Qualitative analysis of a reaction-diffusion SIRS epidemic model with nonlinear incidence rate and partial immunity.

Abstract

In this paper, a reaction-diffusion SIRS epidemic model with nonlinear incidence rate and partial immunity in a spatially heterogeneous environment is proposed. The well-posedness of the solution is firstly established. Then the basic reproduction number R0 is defined and a threshold dynamics is obtained. That is, when R0<1, the disease-free steady state is locally stable, which implies that the disease is extinct, when R0>1, the disease is permanent, and there exists at least one positive steady state solution. Finally, the asymptotic profiles of the positive steady state solution as individuals disperse at small and large rates are investigated. Furthermore, as an application of theoretical analysis, a numerical example involving the spread of influenza is discussed.

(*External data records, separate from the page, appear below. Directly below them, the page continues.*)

Issue #1509, opened 2015-06-23
BO models importer/exporter


mkurek:
Working importer/exporter for BO models:
- [x] Asset (BO)
- [x] OfficeInfo (should be merged in BackOfficeAsset?)
- [x] AssetManufacturer
- [x] AssetModel
- [x] AssetCategory
- [x] Warehouse

and others see #1526

PR #1534, opened 2015-06-29
Add Back Office Asset export resource

szok:
Connected to #1509

### DIFF
--- a/src/ralph/export_to_ng/management/commands/export_model.py
+++ b/src/ralph/export_to_ng/management/commands/export_model.py
@@ -42,7 +42,7 @@ SIMPLE_MODELS = [
 DEPENDENT_MODELS = [
     'AssetModel',
     # new scan handles that: 'GenericComponent',
-    # 'BackOfficeAsset',
+    'BackOfficeAsset',
     'ServerRoom',
     'Rack',
     'DataCenterAsset',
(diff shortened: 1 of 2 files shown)


src/ralph/export_to_ng/management/commands/export_model.py
```diff
@@ -112,7 +113,7 @@ def handle(self, *args, **options):
         models = args
         if not models:
             models = SIMPLE_MODELS + DEPENDENT_MODELS + MANY_TO_MANY
-
+        # models = ['BackOfficeAsset']  # TODO usun
```
ar4s: :)

ar4s:
:ok:

src/ralph/export_to_ng/resources.py
```diff
@@ -42,20 +45,67 @@ class Meta:
...
+        return username
+
+    def dehydrate_hostname(self, asset):
+        try:
+            hostname = asset.device_info.ralph_device.name or ''
+        except AttributeError:
+            hostname = ''
+        return hostname
+
+    def dehydrate_service_env(self, asset):
```
mkurek, line 97: try to export (and then import) service-env in format `"<service_id>|<env_id>"`

ghost:
:ok:

src/ralph/export_to_ng/resources.py
mkurek, line 97: as discussed, if we'll find it necessary, this will be handled in separated issue/PR for DC and BO at the same time.

mkurek:
:ok:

Based on the numerical simulations, we find that the increase of transmission rate and spatial heterogeneity can enhance the risk of influenza propagation, and the increase of diffusion rate, saturation incidence for susceptible and recovery rate can reduce the risk of influenza propagation. Therefore, we propose to reduce the flow of people to lower the effect of spatial heterogeneity, increase the transfer of infected individuals to hospitals in surrounding areas to increase the diffusion rate, and increase the construction of public medical resources to increase the recovery rate for controlling influenza propagation.